Harnessing the Power of GPU
Rocketick’s technology breaks the simulator’s dependency barrier, by mapping the Verilog code into an elaborate dependency graph, and parsing its expressions into semi-independent threads that can be processed in parallel. Theoretically, Rocketick’s parallel processing could have been carried out by a strong multi-core CPU; however, GPUs offer massive parallelism that is unmatched by the strongest CPUs. The unique architecture of the GPU offers dramatic advantages, but only to programs that are designed to utilize the GPU’s architectural characteristics.

Unique Characteristics of GPUs
GPUs have evolved into a highly parallel, multithreaded, many-core processor, with tremendous computational horsepower and very high memory bandwidth. GPUs are specialized for compute-intensive, highly parallel computation – exactly what graphics rendering is about – and are therefore designed so that more transistors are devoted to parallel data processing rather than data caching and flow control. They are especially well-suited to address problems that can be expressed as data-parallel computations – the same program is executed on many data elements in parallel – with high arithmetic intensity (the ratio of arithmetic operations to memory operations). As the same program is executed for each data element, there is a lower requirement for sophisticated flow control; also, as it is executed on many data elements and has high arithmetic intensity, the memory access latency can be hidden with calculations instead of big data caches.

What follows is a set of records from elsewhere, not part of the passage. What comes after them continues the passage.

Issue #7474, opened 2018-03-22
Ugly errors are raised when logging non-loggable stuff


whatyouhide:
I was going down the rabbit hole of `Logger` formatters, and I found a few interesting behaviours.

Let's start by logging something that doesn't look like a binary or a charlist. If we do this, we get a nice (and expected) `Protocol.UndefinedError` for `String.Chars`:

```
iex> Logger.info(%{})
** (Protocol.UndefinedError) protocol String.Chars not implemented for %{}
```

This is good™. Now, what actually calls `to_string/1` is `Logger.truncate/2`. However, `truncate/2` treats binaries and *what look like charlists* in a special way:

https://github.com/elixir-lang/elixir/blob/e703bb89f91dc51b731df330c7b35125b3b42488/lib/logger/lib/logger.ex#L771-L772

The problem is that `is_list/1` definitely doesn't tell if something is a charlist all the way down. Hence, it's easy to make `Logger` raise a (IMO) nasty `FunctionClauseError`:

```
iex> Logger.info([%{}])
** (FunctionClauseError) no function clause matching in Logger.Utils.truncate_n/2
```

Things get even worse when I trick Logger into bypassing `truncate/2` altogether, that is, by configuring `:truncate` to be `:infinity`. In this case, if I pass a list, Logger still mistakes it for chardata and either gives it to a formatter (like the default one in the console backend) that crashes on it:

```
iex> Logger.configure(truncate: :infinity)
iex> Logger.info([%{}])
02:06:14.509 [error] GenEvent handler Logger.Backends.Console installed in Logger terminating
** (ArgumentError) argument error
    (stdlib) :unicode.characters_to_binary([[[] | "\e[22m"], ["\n", [[48, "2"], 58, [48, "6"], 58, "14", 46, "502"], " ", "", "[", "info", "] ", " ", [%{}], "\n"] | "\e[0m"])
```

Making Verilog Models Suitable for GPU Massive Parallel Computing
Verilog models are a typical example of code that is not inherently suitable for GPU processing. They are extremely complex, with numerous dependencies and rules. In order to make them suitable for massive parallel computing, Rocketick’s patent-pending technology analyzes the Verilog design, and maps the dependencies among the expressions into an elaborate dependency graph. It then partitions the dependency graph into many semi-independent threads, each including a series of processing elements. The threads and their processing elements are organized in an efficient manner, allowing optimized continuous parallelization with minimal synchronization among threads.
In addition, Rocketick has developed an efficient virtual machine that runs on the GPU and executes the threads, while maintaining the consistency of the design rules. The virtual machine uses the GPU’s standard APIs, scheduling the threads in a way that utilizes the GPU’s power and memory bandwidth to accelerate the simulation.